Laced with grue and a trace of black humor, the latest by Australian d'Alpuget (Winter in Jerusalem, 1986, etc.) is set in the Australian outback and rings with alarm bells about the plight of primates (human and otherwise) and creatures in general on our rapidly deteriorating planet. On the grounds of the Exotic Feral Species and Microbiology Research Center, Diana Pembridge, avian specialist and quiet animal-rights activist, faces a dilemma: Should she immediately report her discovery of the tortured corpse of former friend Carolyn Williams to the police? Or should she first rush the huge wounded eagle -- who's also shown an interest in Williams's remains -- to the vet? The vet (one of the many who will soon perish) wins. The particularly nasty murder of Williams is of special interest to the employees of the Center: Sonja, director of personnel, sister of a beleaguered politician and wife of the science chief, the elegant John Parker; Joe Miller, director of security and devoted father of a Sydney policewoman; and little Thai assistant Lek, sequestered with the lab chimps.

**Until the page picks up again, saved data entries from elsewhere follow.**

PR #811, opened 2022-04-09
PHP 8.1 support by requiring PHP 7.4 or up

mnapoli:
Fixes https://github.com/PHP-DI/PHP-DI/issues/791

Apply #808 but up to PHP 7.4, we've been stuck for too long.

Let see if we can get the build to be green.

### DIFF
--- a/change-log.md
+++ b/change-log.md
@@ -1,5 +1,9 @@
 # Change log
 
+## 6.1.0
+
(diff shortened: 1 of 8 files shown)


change-log.md
```diff
@@ -1,5 +1,9 @@
 # Change log
 
+## 6.1.0
+
+- [#791](https://github.com/PHP-DI/PHP-DI/issues/791) Support PHP 8.1, remove support for PHP 7.2
```
shadowhand, line 5: `PHP < 7.4` (it was both 7.2 and 7.3)

PR #820, opened 2022-05-21
Document inability to autowire php-internal classes

### LINKED ISSUE #470: Internal classes cannot be instantiated
It's probably not a bug, but I think it worth noting (sorry if it already is): internal classes (like `Memcached`) cannot be instantiated as PHP-DI cannot determine their constructor parameters through reflection. I guess it also means that this is only true for classes with constructor parameters.

The solution is using a factory:

``` php
            \DI\factory(function($host, $port) {
                $memcached = new \Memcached();

                $memcached->addServer($host, $port);

                return $memcached;
            })
```

Again, I don't think this is a bug in PHP-DI, but it might worth to investigate what actually happens and write a few lines in the documentation.

SvenRtbg:
closes #470

I believe nobody came up with a proper solution in the discussion of that ticket, so the lowest common denominator is to document more explicitly what PHP-DI expects the user to do.

### DIFF
--- a/doc/autowiring.md
+++ b/doc/autowiring.md
@@ -70,3 +70,7 @@ class Database
 - `setLogger()` will not be called
 
 For those classes, you will need to use `DI\autowire()` in [PHP definitions](php-definitions.md) to declare explicitly what to inject.
+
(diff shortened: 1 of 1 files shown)


mnapoli:
Sorry I skipped this one, thank you!

PR #705, opened 2020-03-03
Generalize variables for Ceph storage for workflow

pacospace:

### DIFF
--- a/thoth/common/openshift.py
+++ b/thoth/common/openshift.py
@@ -26,6 +26,8 @@ import random
 import urllib3
 import time
 
+from urllib.parse import urlparse
+
 from typing import Any
 from typing import Dict
 from typing import List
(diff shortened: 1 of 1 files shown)


thoth/common/openshift.py
```diff
@@ -1683,6 +1687,22 @@ def schedule_adviser(
             },
         )
 
+    def _assign_workflow_parameters(self) -> Dict[str, Any]:
+        """Check and assign workflow parameters for different services."""
+        self.ceph_bucket_prefix = os.environ["THOTH_CEPH_BUCKET_PREFIX"]
+        self.ceph_bucket_name = os.environ["THOTH_CEPH_BUCKET"]
+        self.ceph_host = urlparse(os.environ["THOTH_S3_ENDPOINT_URL"]).netloc
+        self.deployment_name = os.environ["THOTH_DEPLOYMENT_NAME"]
```
fridex: OpenShift class does not have these properties, assign them directly to the dict retuned:

```
        return {
            "ceph_bucket_prefix": os.environ["THOTH_CEPH_BUCKET_PREFIX"],
     ...
```

thoth/common/openshift.py
```diff
@@ -1683,6 +1687,17 @@ def schedule_adviser(
             },
         )
 
+    def _assign_workflow_parameters(self) -> Dict[str, Any]:
```
fridex: We should move scheduling of inspection workflow manager to this OpeNshift class. It logically should be placed here, this method would be also reused in that case.

pacospace: I can do that sure, I already open PR for adviser workflow as well, only thing we need to solve thoth-common software stack :(

PR #713, opened 2020-03-11
Fixes for thamos advise

CermakM:
This commit fixes Workflow ID being reported by thamos instead of the adviser ID and it prevents thamos from failing to wait for an analysis if a Job has not yet been created.

### DIFF
--- a/thoth/common/openshift.py
+++ b/thoth/common/openshift.py
@@ -1517,7 +1517,7 @@ class OpenShift:
 
         workflow_parameters = self._assign_workflow_parameters_for_ceph()
 
-        _ =  self._schedule_workflow(
+        _ = self._schedule_workflow(
             workflow=self.workflow_manager.submit_adviser_workflow,
             parameters={
                 "template_parameters": template_parameters,
--- a/thoth/common/openshift.py
+++ b/thoth/common/openshift.py
@@ -1517,7 +1517,7 @@ class OpenShift:
 
         workflow_parameters = self._assign_workflow_parameters_for_ceph()
 
-        _ = self._schedule_workflow(
+        self._schedule_workflow(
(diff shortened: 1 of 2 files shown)


thoth/common/openshift.py
```diff
@@ -1679,14 +1679,16 @@ def schedule_adviser(
 
         workflow_parameters = self._assign_workflow_parameters()
 
-        return self._schedule_workflow(
+        _ =  self._schedule_workflow(
```
fridex: No need to do assignment - the return value will be simply discarded.

thoth/common/openshift.py
```diff
@@ -2608,36 +2610,64 @@ def get_job_status_count(
...
-            )
-        except OpenShiftNotFoundError as exc:
-            raise NotFoundException(
-                f"The given Workflow containing label {label_selector} could not be found"
-            ) from exc
+        """Get Workflow from a namespace, use one of name or label_selector to identify which one to get."""
+        if not any([name, label_selector]):
+            raise ValueError("One of `name` or `label_selector` has to be provided.")
+        if name and label_selector:
+            raise ValueError("Either `name` or `label_selector` has to be provided.")
```
fridex: You can move these checks to the if-elif-else down bellow.

thoth/common/openshift.py
CermakM: isn't it a better practice according to some linters not to ignore a return value?

fridex: Which ones? I don't see any reason why they would require to do that. A lot of return values of function calls are simply ignored.

CermakM: Not sure. Just know that I've seen a message like that somewhere :D I will get rid of that, not a problem :)

CermakM:
recheck

PR #714, opened 2020-03-11
Introduce Schedule inspection method in Openshift Class

pacospace:


thoth/common/workflows.py
```diff
@@ -303,7 +302,6 @@ def submit_inspection_workflow(
         template_parameters = template_parameters or {}
         workflow_parameters = workflow_parameters or {}
 
-        template_parameters["AMUN_INSPECTION_ID"] = inspection_id
```
CermakM: This is being used by Amun API to identify the Workflows: https://github.com/thoth-station/amun-api/blob/b08157e7883df1f7745e9eff5c8395acf1fe8ff7/amun/api_v1.py#L349.

pacospace: I didn't remove it, I just moved it on Openshift class side :)

CermakM: Ah cool hehe, it's somewhat hard to compare the diffs across the PRs :) Thanks!

PR #715, opened 2020-03-12
Modify logic of get_solver_names not to depend on Openshift template

pacospace:
Tested and CM already updated.

### DIFF
--- a/thoth/common/openshift.py
+++ b/thoth/common/openshift.py
@@ -693,23 +693,25 @@ class OpenShift:
             raise ConfigurationError(
                 "Infra namespace is required in order to list solvers"
             )
-        label_selector = "template=solver"
 
         if not self.use_argo:
-            label_selector = "template=solver-workload-operator"
+            response = self.ocp_client.resources.get(
+                api_version="template.openshift.io/v1", kind="Template", name="templates"
+            ).get(namespace=self.infra_namespace, label_selector="template=solver-workload-operator")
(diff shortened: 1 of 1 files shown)


thoth/common/openshift.py
```diff
@@ -693,23 +693,25 @@ def get_solver_names(self) -> List[str]:
...
-            "OpenShift response for getting solver template: %r", response.to_dict()
-        )
-        self._raise_on_invalid_response_size(response)
-        return [
-            obj["metadata"]["labels"]["solver-type"]
-            for obj in response.to_dict()["items"][0]["objects"]
-            if "solver-type" in obj["metadata"]["labels"]
-        ]
+        cm = self.get_configmap("thoth", namespace=self.infra_namespace)
+        solvers = [s.strip() for s in cm["data"]["solvers"].splitlines()]
```
fridex: Not to cause fatal crash if we don't have any installed/entries present:
```
        solvers = [s.strip() for s in cm["data"].get("solvers", "").splitlines()]
```

thoth/common/openshift.py
```diff
@@ -693,23 +693,25 @@ def get_solver_names(self) -> List[str]:
             raise ConfigurationError(
                 "Infra namespace is required in order to list solvers"
             )
-        label_selector = "template=solver"
 
         if not self.use_argo:
```
fridex: I think we can drop the template logic completely.

PR #716, opened 2020-03-12
Fix issue with returning None instead of workflow id

fridex:


CermakM:
Huh? I guess a rebase issue... This method used to return `adviser_id`. But returning the `_shedule_workflow` return value (which is the workflow name) should be ok as well as this should now map to the `adviser_id`.

PR #723, opened 2020-03-17
Add empty env template

KPostOffice:


.env.template
```diff
@@ -0,0 +1,27 @@
...
+OPENSHIFT_API_URL=
+THOTH_USE_ARGO=
+
+# Logging
+THOTH_LOG_SOLVER=
+THOTH_LOG_SOLVER__PYTHON=
+RSYSLOG_HOST=
+RSYSLOG_PORT=
+SENTRY_DSN=
+_LOGGING_ADJUSTMENT_CONF=
```
fridex: Not env var.

.env.template
```diff
@@ -0,0 +1,27 @@
...
+THOTH_CLUSTER_DEPLOYMENT=
```
fridex: This one is not used.

.env.template
```diff
@@ -0,0 +1,27 @@
...
+THOTH_MIDDLETIER_NAMESPACE=
+THOTH_BACKEND_NAMESPACE=
+THOTH_INFRA_NAMESPACE=
+KUBERNETES_API_URL=
+OPENSHIFT_API_URL=
+THOTH_USE_ARGO=
+
+# Logging
+THOTH_LOG_SOLVER=
+THOTH_LOG_SOLVER__PYTHON=
```
fridex: These two are not used within common code base - they are specific configuration when configuring logging.

PR #727, opened 2020-03-20
Add re_run_adviser_id metadata for qeb-hwt app

pacospace:

### DIFF
--- a/thoth/common/openshift.py
+++ b/thoth/common/openshift.py
@@ -1444,6 +1444,7 @@ class OpenShift:
         github_check_run_id: Optional[int] = None,
         github_installation_id: Optional[int] = None,
         github_base_repo_url: Optional[str] = None,
+        re_run_adviser_id: Optional[str] = None
     ) -> str:
         """Schedule an adviser run."""
         if not self.backend_namespace:
@@ -1492,6 +1493,7 @@ class OpenShift:
                 "github_base_repo_url": github_base_repo_url,
                 "origin": origin,
                 "is_s2i": is_s2i,
+                "re_run_adviser_id": re_run_adviser_id
             }
         )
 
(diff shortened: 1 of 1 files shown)


pacospace:
> Hm, how would the logic look like then?
> 
> Wouldn't be it easier to mark it in the database? In that case, the query for adviser runs that need to be re-run would already incorporate this flag in it and we don't need to iterate (download) results from ceph.

So we schedule the new adviser and we change that flag in the database after scheduling for the adviser run where we took the info?

fridex:
> > Hm, how would the logic look like then?
> > Wouldn't be it easier to mark it in the database? In that case, the query for adviser runs that need to be re-run would already incorporate this flag in it and we don't need to iterate (download) results from ceph.
> 
> So we schedule the new adviser and we change that flag in the database for the adviser run where we took the info, right after scheduling ?

I think so. Otherwise, we would need to go to ceph and load whole JSON results (more expensive than having a binary flag in the database that can be used during the query).

pacospace:
> > > Hm, how would the logic look like then?
> > > Wouldn't be it easier to mark it in the database? In that case, the query for adviser runs that need to be re-run would already incorporate this flag in it and we don't need to iterate (download) results from ceph.
> > 
> > 
> > So we schedule the new adviser and we change that flag in the database for the adviser run where we took the info, right after scheduling ?
> 
> I think so. Otherwise, we would need to go to ceph and load whole JSON results (more expensive than having a binary flag in the database that can be used in the query).

Modified as we discussed in the meeting. Thanks!! :beers:

pacospace:
recheck

fridex:
> * [thoth-pytest ](https://managesf.thoth-station.ninja/zuul/t/local/build/173619d96a614ca086f5712060f9a1f0) : FAILURE in 4m 17s

https://github.com/thoth-station/common/pull/728

PR #744, opened 2020-03-25
Remove warning produced by jsonformatter

fridex:
From OpenShift logs:

```
/opt/app-root/lib/python3.6/site-packages/jsonformatter/jsonformatter.py:76: UserWarning: Current Python version is below 3.7.0, the key's order of dict may be different from the definition, Please Use `OrderedDict` replace.
--
  | "Current Python version is below 3.7.0, the key's order of dict may be different from the definition, Please Use `OrderedDict` replace.", UserWarning)

```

Parker is in Bangkok at the time of the murder, reporting to the underworld heavy who supplies the illegal chimps and whose chauffeur will have a busy assassination schedule. Parker is working with a Curie-like dedication on his very own project, the fatal disease ""White Eye."" He dreams thrilling dreams of mass wipeouts. While Pembridge, at home, tames and trains the mighty eagle (a process given in riveting detail) and sleuths, there's a shower of murders. The bad guys are exterminated, and love finds Pembridge. But later -- What means this report of White Eye in faraway Canada? With eye-opening events and a collision of people, d'Alpuget achieves a hortatory effect with the calm of ashes settling after a conflagration.